Disclosure of Invention
Aiming at the problems and defects of the waste of human resources and technical methods for surface water detection, the invention provides a semi-submersible water bionic robot for monitoring and early warning of urban ornamental surface water.
In order to achieve the purpose, the invention adopts the following technical scheme:
a semi-submersible type water bionic robot for monitoring and early warning of urban ornamental surface water comprises a robot main body, a vision component, a main control component, a steering component, a power protection component, a detection component and a data transmission component;
the visual component is arranged at the head of the robot main body and used for observing and recording the pollution condition of a river area and the ecological conditions of the coastal area and the water surface;
the main control part is arranged in the robot main body, connected with the vision part and the steering part and used for controlling the operation of the bionic robot;
the steering component is arranged at the head of the robot main body and used for controlling the steering motion of the head of the bionic robot;
the power protection component is arranged at the bottom of the robot main body and used for providing buoyancy and advancing power for the robot main body;
the bottom of the robot main body is provided with a storage bin which is formed by splicing splice plates, and a detection component is arranged in the storage bin and used for detecting water quality parameters in a water body;
the data transmission component is arranged in the robot main body, is connected with the detection component and is used for transmitting the water quality parameters detected by the detection component to the cloud platform.

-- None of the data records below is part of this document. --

PR #1079, opened 2017-05-02
Fixing a broken link (already fixed on the actual site).

zellerh:


sandhyasun:
+1  Checked the new url and it works

PR #1080, opened 2017-05-02
[TRAFODION-2603] Remove obsolete utilities and component privileges

DaveBirdsall:

1. Removes the PUBLISH and UNPUBLISH utility statements. They are from a predecessor product, and do not work in Trafodion. And there is no specific requirement for them in Trafodion.

2. Removes the INITIALIZE TRAFODION, CREATE SEQUENCE utility statement. Now that the SEQ_GEN table is automatically created as part of the metadata schema, this utility is no longer needed.

3. Changes GRANT COMPONENT PRIVILEGE to give an unsupported statement error (SQL code -1010) if one of the DML_* privileges is given. They don't work, and there is consideration being given to removing them.

Note: If you upgrade your development instance to include this change, you may experience a make failure complaining about the lack of file parser/StmtDDLPublish.h.

The problem is that parser make dependency files still include a reference to this file. "make clean" does not delete the dependency files. (Maybe it should!)

To recover from this make failure, do the following:

cd $TRAF_HOME/../sql/nskgmake/parser/linux/64bit/debug/depend

rm *

cd $TRAF_HOME/../sql/parser

touch sqlparser.y

These commands remove the make dependency files for the parser, and tell make to build the parser file. When you next do a "make all", the dependency files will be regenerated.


core/sql/parser/ParKeyWords.cpp
```diff
@@ -832,7 +832,6 @@ ParKeyWord ParKeyWords::keyWords_[] = {
   ParKeyWord("PROTECTION",         TOK_PROTECTION,  NONRESTOKEN_),  
   ParKeyWord("PROTOTYPE",          TOK_PROTOTYPE,   COMPAQ_|RESWORD_),
   ParKeyWord("PUBLIC",             TOK_PUBLIC,      ANS_|RESWORD_),
-  ParKeyWord("PUBLISH",            TOK_PUBLISH,     NONRESTOKEN_),
```
robertamarton: sqlci/sqlci_yacc.y defines PUBLISH and UNPUBLISH as token.  May want to remove this also.

robertamarton:
Looks good.

core/sql/parser/ParKeyWords.cpp
DaveBirdsall: Nice catch. Fixed it. Thanks.

PR #155, opened 2017-04-07
Lazy table length unknown

samfishman:
**Overview:**
The lazy table is nice, but sometimes we want a lazy table and we don't even know how many total items will exist in the table. This adds support by that for handling the case where `numRows` isn't defined.

**Screenshots/GIFs:**
lazy-table-2

**Roll Out:**
- Before merging:
  - [ ] Updated docs
- After merging:

### DIFF
--- a/src/Table/Table.jsx
+++ b/src/Table/Table.jsx
@@ -25,22 +25,30 @@ export class Table extends Component {
           console.error(`Table: prop "${p}" may not be set if "lazy"`);
         }
       }
-      for (const p of ["getData", "numRows"]) {
+      for (const p of ["getData"]) {
         if (!props[p]) {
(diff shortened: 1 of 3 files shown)


src/Table/Table.jsx
```diff
@@ -25,22 +25,30 @@ export class Table extends Component {
           console.error(`Table: prop "${p}" may not be set if "lazy"`);
         }
       }
-      for (const p of ["getData", "numRows"]) {
+      for (const p of ["getData"]) {
```
kofi-clever: nit: can this be simplified to just an `if` now?

samfishman: 👍

PR #156, opened 2017-04-11
Add optional rowClassNameFn prop to Table

peggyl:
Supports (optional) conditional row styling by applying a function that dynamically applies a new className to a `<tr>` based on the row data. Tested with `make dev-server` locally and verified that the expected data had the desired className with Inspect Element.

I chose not to apply more styles to the example/demo table since it's a pretty complex example already, and this is an optional prop not required in the general use case, but you can inspect the element and see the class name.

### DIFF
--- a/src/Table/Table.jsx
+++ b/src/Table/Table.jsx
@@ -247,6 +247,7 @@ export class Table extends Component {
       fixed,
       paginated,
       rowIDFn,
+      rowClassNameFn,
       onRowClick,
     } = this.props;
     const {cssClass} = Table;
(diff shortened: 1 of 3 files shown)


src/Table/Table.jsx
```diff
@@ -271,7 +272,7 @@ export class Table extends Component {
             </tr>
           ) : displayedData.map(rowData =>
             <tr
-              className={classnames(cssClass.ROW, onRowClick && cssClass.CLICKABLE_ROW)}
+              className={classnames(cssClass.ROW, onRowClick && cssClass.CLICKABLE_ROW, rowClassNameFn && rowClassNameFn(rowData))}
```
kofi-clever: nit: can you break this up to keep the line length 
```jsx
className={classnames(
  cssClass.ROW,
  onRowClick && cssClass.CLICKABLE_ROW,
  rowClassNameFn && rowClassNameFn(rowData),
)}
```

PR #158, opened 2017-04-19
larger page buttons in Table footer

potluck:
**Jira:** https://clever.atlassian.net/browse/CLASSROOMS-1450

**Overview:** The buttons to navigate through pages of the `Table` component are pretty small. Make them a bit bigger.

**Screenshots/GIFs:** 
This gif involves me tabbing through a page with the new table footer (initial), and then one with the old footer with smaller buttons for comparison.
bigger-footer-buttons

### DIFF
--- a/src/Table/Footer.less
+++ b/src/Table/Footer.less
@@ -9,7 +9,6 @@
 }
 
 .Table--footer--cell {
-  font-size: @size_s;
   padding: @size_s;
   text-align: center;
   position: relative;
--- a/package.json
+++ b/package.json
@@ -1,6 +1,6 @@
 {
   "name": "clever-components",
-  "version": "0.23.9",
+  "version": "0.23.10",
   "description": "A library of helpful React components and less styles",
   "repository": {
     "type": "git",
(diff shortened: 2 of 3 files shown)


src/Table/Footer.less
```diff
@@ -9,7 +9,7 @@
 }
 
 .Table--footer--cell {
-  font-size: @size_s;
+  font-size: @size_m;
```
osdiab: Maybe use the type size utilities instead here: https://github.com/Clever/components/blob/master/src/less/type-size.less

CarlNelson:
My suggestion is to instead turn the buttons into link buttons instead of linkPlain.

This makes the click target larger without increasing the type size

potluck:
link-buttons

potluck:
Updated ^

potluck:
I gotta bounce so will figure out CI stuff later, but let me know. Prob still wanna make the link button smaller

potluck:
link-buttons

potluck:
@CarlNelson let me know what you think ^
IMO I think it would still be nicer if the text was a bit larger. The footer at the bottom of the apps list in the schools dashboard just feels *so small* compared to the size of the table. On top of that it's at the bottom of the page, which I think further contributes to feeling like it could be bigger.

src/Table/Footer.less
```diff
@@ -9,7 +10,7 @@
 }
 
 .Table--footer--cell {
-  font-size: @size_s;
+  .text--small;
```
CarlNelson: Do we need this if we're using the buttons?

CarlNelson:
@potluck this looks good to me. The type size for these buttons shouldn't be larger than the text in the table as the table data should be the primary visually. 

Otherwise, ship it.

PR #161, opened 2017-04-24
Add transform-code-string.

samfishman:
Adds a babel plugin to fill in the the `code` property on `<Example>` components so that we don't have to duplicate our code all over the place. If the `code` prop is set manually, then this plugin does nothing so you can still override the default behavior.

This PR doesn't actually remove any of the manually-set `code` props, I did that separately in https://github.com/Clever/components/pull/162.

### DIFF
--- a/webpack.config.js
+++ b/webpack.config.js
@@ -1,7 +1,7 @@
 const autoprefixer = require("autoprefixer");
 
 module.exports = {
-  entry: ["babel-polyfill", "./docs/docs.jsx"],
+  entry: "./docs/docs.jsx",
   output: {
     path: "docs",
     filename: "bundle.js",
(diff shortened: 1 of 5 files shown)


webpack.config.js
```diff
@@ -36,6 +36,7 @@ module.exports = {
         loader: "babel",
         query: {
           presets: ["react", "es2015", "stage-3"],
+          plugins: [`${__dirname}/transform-code-string`],
```
kofi-clever: the babel loader just concatenates this to the ones in babelrc i'm guessing?

samfishman: Yeah that's right - I removed the `presets` key here so it's less confusing/doesn't duplicate the config.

Further, the vision part is composed of a wireless camera and an infrared sensor.
Further, the main control unit comprises Arduino main control board and GPS positioning system.
Further, the power protection component comprises a water jet propeller, a wooden raft and a buoyancy protection tube, the buoyancy protection tube is used for wrapping the detection component, and an air bag filler is filled in the buoyancy protection tube.
Further, the airbag filler is selected from nylon 66 resin FYR32K, polyamide and polyester fibers, fabric nylon, 5-aminotetrazole or epoxy resin.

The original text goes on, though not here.